🤖 AI Summary
Traditional feature matching methods (e.g., SIFT) suffer from high computational cost and limited keypoint density. To address this, we propose an efficient dense matching method leveraging motion vectors (MVs) extracted directly from the AV1 compressed domain. Our approach parses encoder-generated MVs, refines them via sub-pixel interpolation, and applies cosine-similarity-based consistency filtering to produce high-density, sub-pixel-accurate short trajectories suitable for SfM/SLAM frontends. This work constitutes the first use of AV1 MVs directly in visual reconstruction pipelines. Evaluated on a 117-frame video, our method achieves full-frame registration, reconstructing 460K–620K 3D points with reprojection errors of only 0.51–0.53 pixels, while significantly reducing CPU utilization.
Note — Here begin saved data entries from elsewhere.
PR #1555, opened 2022-03-09
Fix spacing issue on registration page

liamness:
## What does this change?

Spacing below "create password" button on registration page

### Before

image

### After

image

## How to test

Checking Storybook should suffice.

### DIFF
--- a/src/client/components/PasswordForm.tsx
+++ b/src/client/components/PasswordForm.tsx
@@ -28,7 +28,7 @@ import {
 import AwesomeDebouncePromise from 'awesome-debounce-promise';
 import { AutoRow } from '@/client/styles/Grid';
 import { MainForm } from '@/client/components/MainForm';
-import { passwordButton } from '../styles/Consents';
+import { passwordButton, controls } from '../styles/Consents';
 import { trackFormFocusBlur, trackFormSubmit } from '@/client/lib/ophan';
 import { logger } from '../lib/clientSideLogger';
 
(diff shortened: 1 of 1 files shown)


src/client/components/PasswordForm.tsx
```diff
@@ -179,24 +175,22 @@ const ValidationMessage = ({
...
 }: {
   isWeak: boolean;
   isTooShort: boolean;
   isTooLong: boolean;
   isChecking: boolean;
-  noMargin?: boolean;
 }) => {
   if (isTooShort) {
-    return <TooShort noMargin={noMargin} />;
+    return <TooShort />;
```
ob6160, line 185: was the `noMargin` on these here for a reason? I'm guessing so we could match the designs exactly? from looking at the chromatic diffs there's a small difference between the gap between the input and the button when the lower message is displaying and when it isn't, did my best to capture the difference with a floaty ruler app I found for Mac

Screenshot 2022-03-09 at 17 23 27
Screenshot 2022-03-09 at 17 24 07

ob6160: I don't think it really needs changing if it looks good on mobile/across other viewports, might be worth a quick look at the original Figma designs to make sure though

liamness: I think it was to account for the fact that the password form needed to reside in two different layouts. The one used in `/welcome` previously needed an extra margin here. Although tbh the styling wasn't very consistent even so, e.g. when there was an error these validation messages didn't show, so the margin they gave was lost and it looked strange (Dom has raised this before).

ob6160: that makes sense, can do some changes for consistency later on down the road then

ob6160 (approved):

The method strikes a favorable balance among matching density, geometric accuracy, and computational efficiency, demonstrating strong potential for scalable, end-to-end 3D reconstruction deployment.
📝 Abstract
We repurpose AV1 motion vectors to produce dense sub-pixel correspondences and short tracks filtered by cosine consistency. On short videos, this compressed-domain front end runs comparably to sequential SIFT while using far less CPU, and yields denser matches with competitive pairwise geometry. As a small SfM demo on a 117-frame clip, MV matches register all images and reconstruct 0.46-0.62M points at 0.51-0.53,px reprojection error; BA time grows with match density. These results show compressed-domain correspondences are a practical, resource-efficient front end with clear paths to scaling in full pipelines.